The doom of the Regent and Council shows singularly the total interruption of justice at this calamitous period, even in the most clamant cases of oppression. The Council declined interference with the course of the ordinary justice of the county (which was completely under the said Earl of Cassilis’s control), and only enacted that he should forbear molestation of the unfortunate Commendator, under the surety of two thousand pounds Scots. The Earl was appointed also to keep the peace towards the celebrated George Buchanan, who had a pension out of the same abbacy, to a similar extent, and under the like penalty.

The consequences are thus described by the Journalist already quoted:—

“The said Laird of Bargany, perceiving that the ordinerie justice (the oppressed as said is) could neither help him nor yet the afflicted, applied his mind to the next remedy, and in the end, by his servants, took the house of Dunure, where the poor Abbot was kept prisoner. The bruit flew fra Carrick to Galloway, and so suddenly assembled herd and hyre-man that pertained to the band of the Kennedies; and so within a few hours was the house of Dunure environed again. The Master of Cassilis was the frackast, and would not stay, but in his heat would lay fire to the dungeon, with no small boasting that all enemies within the house should die.
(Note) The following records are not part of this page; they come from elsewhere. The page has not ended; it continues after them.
PR #1243, opened 2023-05-10
update cmake flags and add one for Cray FORTRAN

### LINKED ISSUE #1242: update cmake flags adding Cray FORTRAN
## Description
keep the flags in sync between ioda-converters and ioda

BenjaminRuston:
## Description

update compiler flags keeping in sync with IODA

### Issue(s) addressed

- fixes #1242

### DIFF
--- a/cmake/compiler_flags_Cray_Fortran.cmake
+++ b/cmake/compiler_flags_Cray_Fortran.cmake
@@ -1,10 +1,7 @@
-# (C) Copyright 2009-2016 ECMWF.
+# (C) Copyright 2023 JCSDA
 # 
 # This software is licensed under the terms of the Apache Licence Version 2.0
 # which can be obtained at http://www.apache.org/licenses/LICENSE-2.0. 
-# In applying this licence, ECMWF does not waive the privileges and immunities 
-# granted to it by virtue of its status as an intergovernmental organisation nor
-# does it submit to any jurisdiction.
 
 ####################################################################
 # FLAGS COMMON TO ALL BUILD TYPES
--- a/cmake/compiler_flags_Cray_Fortran.cmake
+++ b/cmake/compiler_flags_Cray_Fortran.cmake
@@ -1,44 +1,56 @@
 # (C) Copyright 2009-2016 ECMWF.
-#
+# 
 # This software is licensed under the terms of the Apache Licence Version 2.0
-# which can be obtained at http://www.apache.org/licenses/LICENSE-2.0.
-# In applying this licence, ECMWF does not waive the privileges and immunities
+# which can be obtained at http://www.apache.org/licenses/LICENSE-2.0. 
+# In applying this licence, ECMWF does not waive the privileges and immunities 
 # granted to it by virtue of its status as an intergovernmental organisation nor
 # does it submit to any jurisdiction.
 
 ####################################################################
 # FLAGS COMMON TO ALL BUILD TYPES
 ####################################################################
+set( CMAKE_Fortran_FLAGS "${CMAKE_Fortran_FLAGS} -emf -rmoid -lhugetlbfs")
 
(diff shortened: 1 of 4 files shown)


cmake/compiler_flags_Intel_Fortran.cmake
```diff
@@ -1,40 +1,44 @@
...
+# In applying this licence, ECMWF does not waive the privileges and immunities
+# granted to it by virtue of its status as an intergovernmental organisation nor
+# does it submit to any jurisdiction.
 
 ####################################################################
 # FLAGS COMMON TO ALL BUILD TYPES
 ####################################################################
 
-set(CMAKE_Fortran_FLAGS "${CMAKE_Fortran_FLAGS} -g -traceback")
+set( CMAKE_Fortran_FLAGS "${CMAKE_Fortran_FLAGS} -D_REAL8_")
```
BenjaminRuston, line 13: @srherbener do you know why the *normal* Fortran flags would have `-g -traceback` for iodaconv these should be in `DEBUG` no?

cmake/compiler_flags_Intel_Fortran.cmake
```diff
@@ -1,40 +1,44 @@
-# (C) Copyright 2020-2020 NOAA/NWS/NCEP/EMC
+# (C) Copyright 2009-2016 ECMWF.
```
BenjaminRuston, line 1: @srherbener and @PatNichols what should we put here?

cmake/compiler_flags_GNU_Fortran.cmake
```diff
@@ -1,41 +1,40 @@
...
+# does it submit to any jurisdiction.
 
 ####################################################################
 # FLAGS COMMON TO ALL BUILD TYPES
 ####################################################################
 
-set(CMAKE_Fortran_FLAGS "${CMAKE_Fortran_FLAGS} -g -fbacktrace")
-
-if(CMAKE_Fortran_COMPILER_VERSION VERSION_GREATER_EQUAL 10)
-    set(CMAKE_Fortran_FLAGS "${CMAKE_Fortran_FLAGS} -fallow-argument-mismatch")
```
BenjaminRuston, line 13: @srherbener  and @PatNichols  do we want to have `-fallow-agrument-mismatch` ?

cmake/compiler_flags_Cray_Fortran.cmake
```diff
@@ -0,0 +1,53 @@
+# (C) Copyright 2023 JCSDA
```
BenjaminRuston, line 1: @PatNichols please make consistent

PatNichols (approved):
Looks good.

cmake/compiler_flags_Intel_Fortran.cmake
srherbener: I agree with applying the `-traceback` option for only the debug build. The tracebacks from the optimized builds are usually unintelligible.

cmake/compiler_flags_Intel_Fortran.cmake
srherbener: I think the copyright notices look good now. Thanks for fixing those!

fcvdb (approved):
Thanks Ben

cmake/compiler_flags_GNU_Fortran.cmake
srherbener: I agree with removing the `-fallow-argument-mismatch` option. I can't think of a case where you would want to allow argument mismatching (of which I think could lead to some quite difficult debugging efforts).

srherbener (approved):
Thanks for fixing this! I tested ioda-bundle on my Mac, and ioda-bundle built successfully and all of the ioda and ioda-converters tests passed.

PR #1247, opened 2023-05-18
Improved BUFR python example (IODA vars need params)

rmclaren:
## Description

This pull request improves an testinput BUFR python example that writes data into an IODA Netcdf4 file. It turns out that if you don't set the parameter on each variable it (ioda) will pick **0** to represent the fill_value (treated as missing value by Netcdf). 

**Note**: this pull request only affects an example test file and associated output data.

## Associated Bug
https://github.com/JCSDA-internal/ioda/issues/989


emilyhcliu (approved):
Looks good to me.  Thanks for spotting the issue and fixing it.

PR #1252, opened 2023-05-26
Light version

fabiolrdiniz:
## Description

Provide a detailed description of what this PR does. What problem does it fix? What new capability does it add?

## Issue(s) addressed

Resolves #<issue_number>

## Dependencies

- [ ] ...

## Impact

## Checklist


fcvdb (approved):
Thanks Fabio!

BenjaminRuston (approved):
thanks,,, this is now removing things not available in the file,, right @fabiolrdiniz 

the approach is we can set these in UFO at run time as parameters in the yaml

fabiolrdiniz:
Yes, the solar angles we should be able to get through a filter in UFO, but the sensor angles are not clear to me how to extract from the file (I see 28 angles for 24 channels).

Issue #1260, opened 2023-06-06
Query python ResultSet::get_datetime bugs


rmclaren:
## Current behavior (describe the bug)

Query python ResultSet::get_datetime method is returning a regular numpy array not a masked array (with valid fill value etc...). Also the Minute and Second fields are always 0.

BenjaminRuston:
@rmclaren going to close this one assume merge fixed this, please re-open or open new issue as necessary

PR #1261, opened 2023-06-06
Fix some datetime issues.

rmclaren:
## Description

Fixes issues with the Query Python ResultSet get_datetime method. It was returning regular numpy arrays, not masked arrays. Also the minute and second components were always 0.

## Issue(s) addressed

#1260

### DIFF
--- a/test/testinput/bufr_query_python_test.py
+++ b/test/testinput/bufr_query_python_test.py
@@ -38,7 +38,8 @@ def test_basic_query():
     assert len(rad_all.shape) == 2
 
     datetimes = r.get_datetime('year', 'month', 'day', 'hour', 'minute', 'second')
-    assert datetimes[5] == np.datetime64('2020-10-26T21:00:00')
+    assert datetimes[5] == np.datetime64('2020-10-26T21:00:01')
+    assert datetimes.fill_value == np.datetime64('1970-01-01T00:00:00')
 
 
 def test_string_field():
--- a/src/bufr/BufrParser/Query/ResultSet.cpp
+++ b/src/bufr/BufrParser/Query/ResultSet.cpp
@@ -15,6 +15,11 @@
 
 #ifdef BUILD_PYTHON_BINDING
     #include <time.h>
+    #include <pybind11/pybind11.h>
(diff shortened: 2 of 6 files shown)


test/testinput/bufr_query_python_test.py
```diff
@@ -38,7 +38,8 @@ def test_basic_query():
     assert len(rad_all.shape) == 2
 
     datetimes = r.get_datetime('year', 'month', 'day', 'hour', 'minute', 'second')
-    assert datetimes[5] == np.datetime64('2020-10-26T21:00:00')
+    assert datetimes[5] == np.datetime64('2020-10-26T21:00:01')
+    assert datetimes.fill_value == np.datetime64('1970-01-01T00:00:00')
```
nicholasesposito, line 42: Am I understanding this to mean the fill_value is 0?

rmclaren: You shouldn't need to use the fill_value directly unless you are writing datetime data to a netcdf file (see **test/testinput/bufr_query_python_to_ioda_test.py**). The fill values for datetimes are 0 seconds after Jan 1, 1970 (0:00).

BenjaminRuston: we'll need to keep talking about this as a `0` valid and system may be run at or before the ctime epoch

stick a pin in this one ;0)

BenjaminRuston (approved):
working here, fine to move forward

emilyhcliu:
I am testing the bug fix now....

test/testinput/bufr_query_python_test.py
rmclaren: @BenjaminRuston The other possible **fill value** we might consider is the max number of int64 (seconds since the epoch). This will give you a date in the far future... Would this be preferable?

emilyhcliu:
> I am testing the bug fix now....

The fix worked well.  The dateTime values accurate and the type (int64) is correct.

emilyhcliu (commented):
Tested and Approved!

nicholasesposito (approved):

Issue #1427, opened 2023-12-04
[Bug] bufr2ioda.x Crash When Requesting a Non-Existent Query for SATWND Conversion


spanNOAA:
## Current behavior (describe the bug)
The program usually issues a warning message for a non-existing query and then moves on to the next one. But in the case of SATWND, it unexpectedly leads to a segmentation fault when requesting a non-existing query.

## To Reproduce

> What computer are you running on?
Hera
> What compilers/modules are you using?
spack-stack-1.5.0
> Steps to reproduce the behavior

I have two examples to request non-existing queries for AIRCFT and SATWND.
Both of them are on Hera: /scratch2/BMC/wrfruc/Sijie.Pan/iodaconv/SATWND_issue

## Expected behavior

When running the "bufr2ioda.x bufr_ncep_prepbufr_aircft.yaml" command, numerous warning messages appear indicating non-existent queries. 
Conversely, executing "bufr2ioda.x bufr_ncep_prepbufr_satwnd.yaml" results in an immediate "Segmentation fault."

rmclaren:
The query `*/PRSLEVEL/Z___INFO/Z__EVENT/ZOB` should be `*/Z___INFO/Z__EVENT/ZOB` as PRSLEVEL is not a repeatable sequence (see the output for print_queries.x)... I know this is confusing as PRSLEVEL is usually present for the other data types in this file... So that will solve the issue, but I still need to look at why its crashing instead of giving a warning.

rmclaren:
Fixed in pull request

PatNichols:
@spanNOAA Can we close this one now?

spanNOAA:
Yes. Thanks!

Sijie

PR #1435, opened 2023-12-17
Validate path for inappropriate node types.

rmclaren:
## Description

We were not checking to make sure the query path string does not contain node types it should not (like non-repeating sequences). The paths would be recognized but lead to a crash instead of warning the user about the invalid path for the subset. This pull request aims to fix this...

## Issues

#1427


srherbener (approved):
Thanks for fixing this! Tested on my Mac and all ioda-converter tests passed.

PatNichols:
@rmclaren Could you explain the problem more in depth.

test/testinput/bufr_ncep_prepbufr_adpsfc.yaml
```diff
@@ -24,6 +24,8 @@ observations:
             query: "*/XOB"
           latitude:
             query: "*/YOB"
+          invalidLongitude:  # make sure that path strings can't contain sequences
```
BenjaminRuston, line 27: @rmclaren is this something that does not exist and tests that it handles it gracefully?

rmclaren: It points to something that exists but the query string includes the non-repeating sequence mnemonic which should not be part of the query string... The old version of the code will crash if you do this (the fixed version detects the issue and warns the user without crashing).

BenjaminRuston: oh, that is subtle but now follow though `XOB` is in the `HEADR` that latter sequence mnemonic should not be in the query

yes not sure how to express this any better in a succinct line

BenjaminRuston (approved):
i follow what this is doing now thanks @rmclaren for the explanation and for the catch

PR #1436, opened 2023-12-28
Adding Muon Space IODA-converter

smaticka:
## Description

Ocean surface data of `wind speed retrieval` (no direction) is available from `Muon Space` as netCDF4 files. 
A converter is needed to bring the data into `IODA` format to be used in `JEDI`.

“He was required and admonished by those that were within to be more moderate, and not to hazard himself so foolishly. But no admonition would help, till that the wind of an hacquebute blasted his shoulder, and then ceased he from further pursuit in fury. The Laird of Bargany had before purchest [obtained] of the authorities, letters, charging all faithfull subjects to the King’s Majesty to assist him against that cruel tyrant and man-sworn traitor, the Earl of Cassilis; which letters, with his private writings, he published, and shortly found sic concurrence of Kyle and Cunynghame with his other friends, that the Carrick company drew back fra the house; and so the other approached, furnished the house with more men, delivered the said Mr. Allan, and carried him to Ayr, where, publicly at the market cross of the said town, he declared how cruelly he was entreated, and how the murdered King suffered not sic torment as he did, that only excepted he escaped the death; and, therefore, publicly did revoke all things that were done in that extremity, and especially he revoked the subscription of the three writings, to wit, of a fiyve yeir tak and nineteen yeir tak, and of a charter of feu. And so the house remained, and remains (till this day, the 7th of February 1571), in the custody of the said Laird of Bargany and of his servants. And so cruelty was disappointed of proffeit present, and shall be eternallie [punished], unless he earnestly repent. And this far for the cruelty committed, to give occasion unto others, and to such as hate the monstrous dealing of degenerate nobility, to look more diligently upon their behaviours, and to paint them forth unto the world, that they themselves may be ashamed of their own beastliness, and that the world may be advertised and admonished to abhor, detest, and avoid the company of all sic tyrants, who are not worthy of the society of men, but ought to be sent suddenly to the devil, with whom they must burn without end, for their contempt of God, and cruelty committed against his creatures. Let Cassilis and his brother be the first to be the example unto others. Amen. Amen.”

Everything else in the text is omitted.